(Stored data)
Issue #197, opened 2015-11-02
Support dynamic multiple headers (vs single header) using single parameter


Korayem:
We have more than 5 headers that we set with each call and it's cumbersome to do it with current implementation because it means adding 5 arguments to EACH API call
### What I suggest is the following:

```
[Get("/users/{user}")]
Task<User> GetUser(string user, [Headers] string[] headers);

// Will add list of headers to the request:
var user = await GetUser("octocat", new []{"header1: value1","header2: value2"}); 
```

bennor:
This could (should?) also be achieved by allowing the headers value to be a dictionary.

CreepyGnome:
I know this is old, and would like to add two cents to this. I have a set of headers that have to be provided to all methods as params, and I was thining it would be really nice if I had a POCO that I can use that used the existing HeaderAttribute on properties of this POCO and you just pass the POCO as a single param. Then the Headers would be pulled from this just like as if they where parameters with the HeaderAttribute.

Also it could be useful if I could pass a single POCO that had multiple properties that could be AliasAsAttribute or HeaderAttribute. This would allow for a single "request" POCO that can be passed in and it can set headers, path replacement values, and query string values.

Just a thought, as this came up today and would have made the method definition a lot cleaner if I had a single POCO or even two, one for headers and one for everything else.

Massimo37:
I'm running into the same problem, had to add all the dynamic headers to EACH call, but would be nice if this would be achieved through a collection or through a model (POCO type).

PR #710, opened 2019-07-12
Add support for HeaderCollection

yhvicey:

Add support for specifying multiple headers dynamically in parameter. (#197)

There is no current approach for specifying multiple headers dynamically.

**What is the new behavior?**

Users can specify multiple headers dynamically by using newly added attribute `HeaderCollection`:

```cs
public interface IService
{
    [Get("/api/values")]
    Task<IEnumerable<string>> GetValuesAsync(
        [HeaderCollection]
        IDictionary<string, string> headers);
}
```

And all key-value pairs in dictionary passed in will be added to request's header.

**What might this PR break?**

To minimize the change, I used a specific string value as a placeholder: `Refit:HeaderCollection` (see implementation for more details). So if users use this specific string value as their header, it will be ignored. Besides, there's no breaking change as there's no change to existing classes.

**Other information**:

To make code more maintainable and understandable, I added a new internal static class `Constants` to hold the placeholder I mentioned above. I'm new to this project and don't know if there's anything exists for the same usage. If so, please kindly let me know and I'll update the PR.


yhvicey:
Tests and docs will be added later, and it'd be good if anyone can make sure my change won't violate any conventions or rules.

onovotny:
Overall, the general direction is good. Please ensure that there are tests where the header collection is at the beginning and in the middle of other parameters.

Also, can you find a way to do it without using a special constant?

yhvicey:
This is the easiest & minimal-modification way I can think of for now. Current process is:

1. Build a Position (int) -> Header Name (string) map from parameter list. All parameter with `Header` attribute will be picked up and added to the map.
1. Use this map to see if a parameter is in the map. If so, use the header name in the map, then use the parameter as the value.

The question here is, there's no 'Name' for a header collection, and those headers share a same header position. One possible solution is, we use a more complex header map (e.g. `IDictionary<int, HeaderInfo>`, then get headers from it.

I'll update other test cases later.

yhvicey:
I guess position test can be finished with `IRestMethodInfoTests` - and i'm glad to add it to `IDummyHttpApi` if you think it's required!

yhvicey:
Ping @onovotny - Any feedback? We are actively developing and want this feature be shipped so we won't get blocked

onovotny:
I would like to see this without a magic constant first. Thanks

yhvicey:
Done! Removed magic string and use a `HeaderInfo` instead

Refit/RequestBuilderImplementation.cs
```diff
@@ -543,7 +543,21 @@ async Task AddMultipartItemAsync(MultipartFormDataContent multiPartContent, stri
                     // if header, add to request headers
                     if (restMethod.HeaderParameterMap.ContainsKey(i))
                     {
-                        headersToAdd[restMethod.HeaderParameterMap[i]] = paramList[i]?.ToString();
+                        var headerInfo = restMethod.HeaderParameterMap[i];
+                        if (headerInfo.IsHeaderCollection)
```
onovotny: Why is this check required? Why can't it just check for the `HeaderCollection` attribute on the parameter info?

Refit/RequestBuilderImplementation.cs
```diff
@@ -543,7 +543,21 @@ async Task AddMultipartItemAsync(MultipartFormDataContent multiPartContent, stri
...
+                        {
+                            if (paramList[i] is IDictionary<string, string> headerCollection)
```
onovotny: Seems like this could check for `IEnumerable<string, string>` instead of `IDictionary<string, string>`.

Refit/RestMethodInfo.cs
```diff
@@ -11,6 +11,19 @@
 
 namespace Refit
 {
+    public struct HeaderInfo
+    {
+        public bool IsHeaderCollection { get; }
```
onovotny: As per above, I'm not sure why this is required. There's already an attribute on the parameter, that should be enough?

Refit/RequestBuilderImplementation.cs
yhvicey: Please see the explain above:

1. Build a Position (int) -> Header Name (string) map from parameter list. All parameter with Header attribute will be picked up and added to the map.
1. Use this map to see if a parameter is in the map. If so, use the header name in the map, then use the parameter as the value.

Here in the step 2, the `HeaderParameterMap` is just a `IDictionary<string, string>` and it doesnot contains any attribute info - it's been built in step 1, if we get attribute info here then it's meaning less to build such a map in step 1.

Since I'm not familiar with this project, so I'll try to minimize the change. If you think remove the first step and get attribute info in step 2 in acceptable, I can do that as well.

Refit/RequestBuilderImplementation.cs
yhvicey: There's no `IEnumerable<string, string>` but only `IEnumerable<T>`

Refit/RestMethodInfo.cs
yhvicey: Ditto

Refit/RequestBuilderImplementation.cs
onovotny: Sorry, I meant `IEnumerable<KeyValuePair<string, string>>`, which is what `IDictionary` implements.

Refit/RequestBuilderImplementation.cs
onovotny: I'd prefer to do the "correct" change rather than a workaround. If the code that builds the map needs to change to do something different, then I think that's the better approach.

yhvicey: Yes, that's what I actually did - I changed the map from `IDictionary<string, string>` to `IDictionary<string, HeaderInfo>` to handle more complex cases like `HeaderCollection`. In fact, I reviewed the code and found it's hard to get attribute info in step 2: this map is contained in a `RestMethodInfo` class which is built from C#'s native `MethodInfo`, and there's no attribute info in this `RestMethodInfo` class, so we cannot get attribute info in step 2 actually.

Refit/RequestBuilderImplementation.cs
yhvicey: Fixed

Refit/RequestBuilderImplementation.cs
yhvicey: Ping - @onovotny Any feedback? BTW, this two-steps implementation is not implemented by me, but exist here before I made the change - I'm just improving it, so it's not a **workaround**.

pandarrr:
Is this a dead PR? I need this functionality also and would be willing to finish the work here if necessary.

yhvicey:
> Is this a dead PR? I need this functionality also and would be willing to finish the work here if necessary.

I'm waiting for author's feedback but there's no response since my last commit yet. I think you can checkout my branch and pull master, then build the binary to see if it works for you, or use customized `HttpClient` to add multiple headers dynamically.

Massimo37:
@yhvicey  @pandarrr  glad to see movement on this, I've run into a blocker on my project and this would definitely be a great addition to Refit. Have the conflicts been worked on yet?

yhvicey:
> @yhvicey @pandarrr glad to see movement on this, I've run into a blocker on my project and this would definitely be a great addition to Refit. Have the conflicts been worked on yet?

Hi, this PR is staled and I haven't heard further response from repo owner yet. I guess you can workaround by using `HttpClientHandler` and pass it to Refit client.

yhvicey:
Updated my branch with all new master commits, haven't tested yet.

Massimo37:
@yhvicey Thanks for the work on this, very appreciated that you're adding support for this 👍

danleydmello:
Any update on this? we need to pass a collection of Headers dynamically. Thanks

clairernovotny:
Closing as this was implemented in #1012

### Exercise goal
Your answer should be the full set of records, printed exactly.

### Answer to this problem
Issue #197, opened 2015-11-02
Support dynamic multiple headers (vs single header) using single parameter


Korayem:
We have more than 5 headers that we set with each call and it's cumbersome to do it with current implementation because it means adding 5 arguments to EACH API call
### What I suggest is the following:

```
[Get("/users/{user}")]
Task<User> GetUser(string user, [Headers] string[] headers);

// Will add list of headers to the request:
var user = await GetUser("octocat", new []{"header1: value1","header2: value2"}); 
```

bennor:
This could (should?) also be achieved by allowing the headers value to be a dictionary.

CreepyGnome:
I know this is old, and would like to add two cents to this. I have a set of headers that have to be provided to all methods as params, and I was thining it would be really nice if I had a POCO that I can use that used the existing HeaderAttribute on properties of this POCO and you just pass the POCO as a single param. Then the Headers would be pulled from this just like as if they where parameters with the HeaderAttribute.

Also it could be useful if I could pass a single POCO that had multiple properties that could be AliasAsAttribute or HeaderAttribute. This would allow for a single "request" POCO that can be passed in and it can set headers, path replacement values, and query string values.

Just a thought, as this came up today and would have made the method definition a lot cleaner if I had a single POCO or even two, one for headers and one for everything else.

Massimo37:
I'm running into the same problem, had to add all the dynamic headers to EACH call, but would be nice if this would be achieved through a collection or through a model (POCO type).

PR #710, opened 2019-07-12
Add support for HeaderCollection

yhvicey:

Add support for specifying multiple headers dynamically in parameter. (#197)

There is no current approach for specifying multiple headers dynamically.

**What is the new behavior?**

Users can specify multiple headers dynamically by using newly added attribute `HeaderCollection`:

```cs
public interface IService
{
    [Get("/api/values")]
    Task<IEnumerable<string>> GetValuesAsync(
        [HeaderCollection]
        IDictionary<string, string> headers);
}
```

And all key-value pairs in dictionary passed in will be added to request's header.

**What might this PR break?**

To minimize the change, I used a specific string value as a placeholder: `Refit:HeaderCollection` (see implementation for more details). So if users use this specific string value as their header, it will be ignored. Besides, there's no breaking change as there's no change to existing classes.

**Other information**:

To make code more maintainable and understandable, I added a new internal static class `Constants` to hold the placeholder I mentioned above. I'm new to this project and don't know if there's anything exists for the same usage. If so, please kindly let me know and I'll update the PR.


yhvicey:
Tests and docs will be added later, and it'd be good if anyone can make sure my change won't violate any conventions or rules.

onovotny:
Overall, the general direction is good. Please ensure that there are tests where the header collection is at the beginning and in the middle of other parameters.

Also, can you find a way to do it without using a special constant?

yhvicey:
This is the easiest & minimal-modification way I can think of for now. Current process is:

1. Build a Position (int) -> Header Name (string) map from parameter list. All parameter with `Header` attribute will be picked up and added to the map.
1. Use this map to see if a parameter is in the map. If so, use the header name in the map, then use the parameter as the value.

The question here is, there's no 'Name' for a header collection, and those headers share a same header position. One possible solution is, we use a more complex header map (e.g. `IDictionary<int, HeaderInfo>`, then get headers from it.

I'll update other test cases later.

yhvicey:
I guess position test can be finished with `IRestMethodInfoTests` - and i'm glad to add it to `IDummyHttpApi` if you think it's required!

yhvicey:
Ping @onovotny - Any feedback? We are actively developing and want this feature be shipped so we won't get blocked

onovotny:
I would like to see this without a magic constant first. Thanks

yhvicey:
Done! Removed magic string and use a `HeaderInfo` instead

Refit/RequestBuilderImplementation.cs
```diff
@@ -543,7 +543,21 @@ async Task AddMultipartItemAsync(MultipartFormDataContent multiPartContent, stri
                     // if header, add to request headers
                     if (restMethod.HeaderParameterMap.ContainsKey(i))
                     {
-                        headersToAdd[restMethod.HeaderParameterMap[i]] = paramList[i]?.ToString();
+                        var headerInfo = restMethod.HeaderParameterMap[i];
+                        if (headerInfo.IsHeaderCollection)
```
onovotny: Why is this check required? Why can't it just check for the `HeaderCollection` attribute on the parameter info?

Refit/RequestBuilderImplementation.cs
```diff
@@ -543,7 +543,21 @@ async Task AddMultipartItemAsync(MultipartFormDataContent multiPartContent, stri
...
+                        {
+                            if (paramList[i] is IDictionary<string, string> headerCollection)
```
onovotny: Seems like this could check for `IEnumerable<string, string>` instead of `IDictionary<string, string>`.

Refit/RestMethodInfo.cs
```diff
@@ -11,6 +11,19 @@
 
 namespace Refit
 {
+    public struct HeaderInfo
+    {
+        public bool IsHeaderCollection { get; }
```
onovotny: As per above, I'm not sure why this is required. There's already an attribute on the parameter, that should be enough?

Refit/RequestBuilderImplementation.cs
yhvicey: Please see the explain above:

1. Build a Position (int) -> Header Name (string) map from parameter list. All parameter with Header attribute will be picked up and added to the map.
1. Use this map to see if a parameter is in the map. If so, use the header name in the map, then use the parameter as the value.

Here in the step 2, the `HeaderParameterMap` is just a `IDictionary<string, string>` and it doesnot contains any attribute info - it's been built in step 1, if we get attribute info here then it's meaning less to build such a map in step 1.

Since I'm not familiar with this project, so I'll try to minimize the change. If you think remove the first step and get attribute info in step 2 in acceptable, I can do that as well.

Refit/RequestBuilderImplementation.cs
yhvicey: There's no `IEnumerable<string, string>` but only `IEnumerable<T>`

Refit/RestMethodInfo.cs
yhvicey: Ditto

Refit/RequestBuilderImplementation.cs
onovotny: Sorry, I meant `IEnumerable<KeyValuePair<string, string>>`, which is what `IDictionary` implements.

Refit/RequestBuilderImplementation.cs
onovotny: I'd prefer to do the "correct" change rather than a workaround. If the code that builds the map needs to change to do something different, then I think that's the better approach.

yhvicey: Yes, that's what I actually did - I changed the map from `IDictionary<string, string>` to `IDictionary<string, HeaderInfo>` to handle more complex cases like `HeaderCollection`. In fact, I reviewed the code and found it's hard to get attribute info in step 2: this map is contained in a `RestMethodInfo` class which is built from C#'s native `MethodInfo`, and there's no attribute info in this `RestMethodInfo` class, so we cannot get attribute info in step 2 actually.

Refit/RequestBuilderImplementation.cs
yhvicey: Fixed

Refit/RequestBuilderImplementation.cs
yhvicey: Ping - @onovotny Any feedback? BTW, this two-steps implementation is not implemented by me, but exist here before I made the change - I'm just improving it, so it's not a **workaround**.

pandarrr:
Is this a dead PR? I need this functionality also and would be willing to finish the work here if necessary.

yhvicey:
> Is this a dead PR? I need this functionality also and would be willing to finish the work here if necessary.

I'm waiting for author's feedback but there's no response since my last commit yet. I think you can checkout my branch and pull master, then build the binary to see if it works for you, or use customized `HttpClient` to add multiple headers dynamically.

Massimo37:
@yhvicey  @pandarrr  glad to see movement on this, I've run into a blocker on my project and this would definitely be a great addition to Refit. Have the conflicts been worked on yet?

yhvicey:
> @yhvicey @pandarrr glad to see movement on this, I've run into a blocker on my project and this would definitely be a great addition to Refit. Have the conflicts been worked on yet?

Hi, this PR is staled and I haven't heard further response from repo owner yet. I guess you can workaround by using `HttpClientHandler` and pass it to Refit client.

yhvicey:
Updated my branch with all new master commits, haven't tested yet.

Massimo37:
@yhvicey Thanks for the work on this, very appreciated that you're adding support for this 👍

danleydmello:
Any update on this? we need to pass a collection of Headers dynamically. Thanks

clairernovotny:
Closing as this was implemented in #1012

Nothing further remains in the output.